Bold cruise passengers leave comfort zone

A few passengers take advantage of the swimming pools on Ovation of the Seas. Photos by Christine O'Connor.
A few passengers take advantage of the swimming pools on Ovation of the Seas. Photos by Christine O'Connor.
A passenger reclines on a deck chair in the solarium.
A passenger reclines on a deck chair in the solarium.
The plush interior of the vessel.
The plush interior of the vessel.

The streams of people disembarking from Ovation of the Seas at Port Chalmers became a torrent as a population not far short of Alexandra's made landfall.

They poured down the three gangways, and flowed towards the recently redeveloped sheds at the port where shuttles awaited.

It was, to be fair, cold.

And the passengers, 75% of them Australian, were quick to remark on conditions as they pulled their hoods over their heads, leaned into the wind and made for the shelter of the hulking buildings and wheezing buses.

The shock of nature was perhaps no surprise, because on board the largest cruise ship to nudge its bow into New Zealand waters, the environment is caressed and controlled into hotel-like conditions where comfort is king.

Under glass and gently tropical at the bow of Ovation of the Seas is the solarium. Children are not allowed.

Spa pools descend in steps towards the front of the ship, and palm trees - it is so hard to tell if they are real or not - wave gently above the passengers reclining on deck chairs.

The Sunshine Bar is open nearby. Towards the stern, not far from Jamie's, the Jamie Oliver-themed restaurant, is the robotic bar.

Beneath 144 bottles of spirits, two robots drinkers could only imagine in their most fevered dreams mix and match and make any variety of drink one could imagine.

For passing media, they robotically develop a martini - we choose shaken, not stirred, for quite obvious reasons - set it on a small conveyer, and deliver.

The robots are not only good bar-folk because they perform a small dance in quiet periods (they really do), but because they make wickedly strong drinks, even before noon.

The spirits make the more exceptional aspects of the ship no less exceptional.

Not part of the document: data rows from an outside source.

PR #3105, opened 2016-08-08
MULE-10069: Artifact must export resource files instead of resource's…

pablokraan:
… folder paths

### DIFF
--- a/modules/artifact/src/main/java/org/mule/runtime/module/artifact/classloader/ArtifactClassLoaderFilter.java
+++ b/modules/artifact/src/main/java/org/mule/runtime/module/artifact/classloader/ArtifactClassLoaderFilter.java
@@ -33,7 +33,7 @@ public class ArtifactClassLoaderFilter implements ClassLoaderFilter
     public static final ArtifactClassLoaderFilter NULL_CLASSLOADER_FILTER = new ArtifactClassLoaderFilter(Collections.EMPTY_SET, Collections.EMPTY_SET);
 
     public static final String EXPORTED_CLASS_PACKAGES_PROPERTY = "artifact.export.classPackages";
-    public static final String EXPORTED_RESOURCE_PACKAGES_PROPERTY = "artifact.export.resourcePackages";
+    public static final String EXPORTED_RESOURCE_PROPERTY = "artifact.export.resources";
 
     private static final char PACKAGE_SEPARATOR = '.';
     private static final String EMPTY_PACKAGE = "";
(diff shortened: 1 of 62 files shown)


modules/artifact/src/main/java/org/mule/runtime/module/artifact/classloader/ArtifactClassLoaderFilter.java
```diff
@@ -40,21 +40,38 @@
...
-        this.exportedResourcePackages = unmodifiableSet(exportedResourcePackages);
+    private Set<String> sanitizeClassPackageS(Set<String> exportedClassPackages)
+    {
+        return exportedClassPackages.stream().map(this::sanitizePackageName).collect(Collectors.toSet());
+    }
+
+    private String sanitizePackageName(String exportedClassPackage)
+    {
+        exportedClassPackage = exportedClassPackage.trim();
+        exportedClassPackage = exportedClassPackage.endsWith(".") ? exportedClassPackage.substring(0, exportedClassPackage.length()-1) : exportedClassPackage;
```
gsfernandes: Whitespace, length() - 1

modules/artifact/src/main/java/org/mule/runtime/module/artifact/classloader/ArtifactClassLoaderFilter.java
```diff
@@ -70,9 +87,9 @@ public boolean exportsClass(String className)
     public boolean exportsResource(String name)
     {
         checkArgument(name != null, "Resource name cannot be null");
-        final String resourcePackage = getResourceFolder(name);
+        final String sanitizeResourceName = sanitizeResourceName(name);
 
-        return exportedResourcePackages.contains(resourcePackage);
+        return exportedResources.contains(sanitizeResourceName);
```
gsfernandes: Wouldn't you need to change all the mule-module.properties to start exporting files instead of folders? For instance, I'm looking at core and it is exporting:
```
artifact.export.resourcePackages=/,\
                                /META-INF,\
                                /META-INF/services,\
                                /META-INF/services/org/mule/runtime/core/config,\
                                /META-INF/services/org/mule/runtime/core/i18n,\
                                /META-INF/services/org/mule/runtime/core/models,\
                                /META-INF/services/org/mule/runtime/transport
```
Perhaps I' m missing something here but it should be explicitly exported the file if not it won't return true here. Right?

pablokraan: container supports exporting folders and files, changing what is exported in every module is not part of this PR, but it will be part of future changes once the API is clearly defined

PR #3107, opened 2016-08-09
MULE-9072 Cleanup MuleSession. Move session handlers to compatibility…

dfeist:
… module.


core/src/main/java/org/mule/runtime/core/VoidMuleEvent.java
```diff
@@ -273,4 +274,16 @@ public ProcessorsTrace getProcessorsTrace()
...
+    @Override
+    public SecurityContext getSecurityContext()
+    {
+        throw new UnsupportedOperationException();
+    }
+
+    @Override
+    public void setSecurityContext(SecurityContext context)
+    {
+
```
elrodro83: shouldn't this throw UnsupporteOperationException too?

transports/core-transports-tests/src/test/java/org/mule/compatibility/core/session/MuleSessionHandlerTestCase.java
```diff
@@ -31,7 +32,7 @@
 import org.mule.runtime.core.security.DefaultSecurityContextFactory;
 import org.mule.runtime.core.security.MuleCredentials;
 import org.mule.runtime.core.session.DefaultMuleSession;
-import org.mule.runtime.core.session.SerializeAndEncodeSessionHandler;
+;
```
elrodro83: remove this

PR #3117, opened 2016-08-10
MULE-10230: Allow SQL variable assignment operator

MaxOcklind:
https://www.mulesoft.org/jira/browse/MULE-10230


pablokraan:
Hi @MaxOcklind, thanks for sending this PR. 
Can you add tests to ensure your change works as expected on SimpleQueryTemplateParserTestCase?

marianogonzalez:
shouldn't this PR point to the 3.x branch?

MaxOcklind:
Hi @pablokraan, I have now added a test case.

Do you agree with @marianogonzalez that this PR should be pointed at the 3.x branch? And in that case I'm guessing that I need to checkout that branch, make the changes again and create a new PR? (I'm new to git and github so expect a stupid question or two)

pablokraan:
@MaxOcklind yes, the PR against mule-3.x makes more sense. The changes are probably to be the same but the class you changed is going to be in a different package. Don't forget to check the code format before pushing the changes.

pablokraan:
I'm closing this PR as there is another one created on mule-3.x branch

PR #3119, opened 2016-08-11
MULE-10218: Exclusive optionals should support nested groups

pablomusumeci:


modules/extensions-support/src/main/java/org/mule/runtime/module/extension/internal/runtime/resolver/ParameterGroupArgumentResolver.java
```diff
@@ -72,7 +73,7 @@ public T resolve(OperationContext operationContext) {
       }
 
       for (ParameterGroupArgumentResolver<?> childResolver : childResolvers) {
-        childResolver.resolve(operationContext);
+        ((Field) childResolver.getContainer()).set(parameterGroup, childResolver.resolve(operationContext));
```
pablomusumeci: Not glad about this cast but the thing here is that when you are dealing with a "child resolver" (aka nested resolver), you know that the container is going to be a Field (no chance of being a Parameter).

modules/extensions-support/src/main/java/org/mule/runtime/module/extension/internal/introspection/validation/ExclusiveParameterModelValidator.java
```diff
@@ -106,6 +109,9 @@ protected void defaultVisit(MetadataType metadataType) {
 
           @Override
           public void visitSimpleType(SimpleType simpleType) {}
+
+          @Override
+          public void visitObject(ObjectType objectType) {}
```
marianogonzalez: why do you define this if it doesn nothing. Same ot the `visitSimpleType` above

pablomusumeci: The idea was throwing an IllegalModelDefinitionException for all the different MetadataTypes except for these 2 situations.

There are indoor basketball courts where one can indulge in circus school or ride bumper cars, there is a rock climbing wall and a FlowRider static surf simulator, there is an enormous wind machine that allows you to simulate sky diving, there are strange art works and crystals and mirror-lined restaurant entrances where everything glitters and the stairs are lit dramatically from underneath.

At the stern of the ship, of an evening, acrobats descend from the roof.

For this is the modern cruise experience, where all that glitters is kept safe from the cold.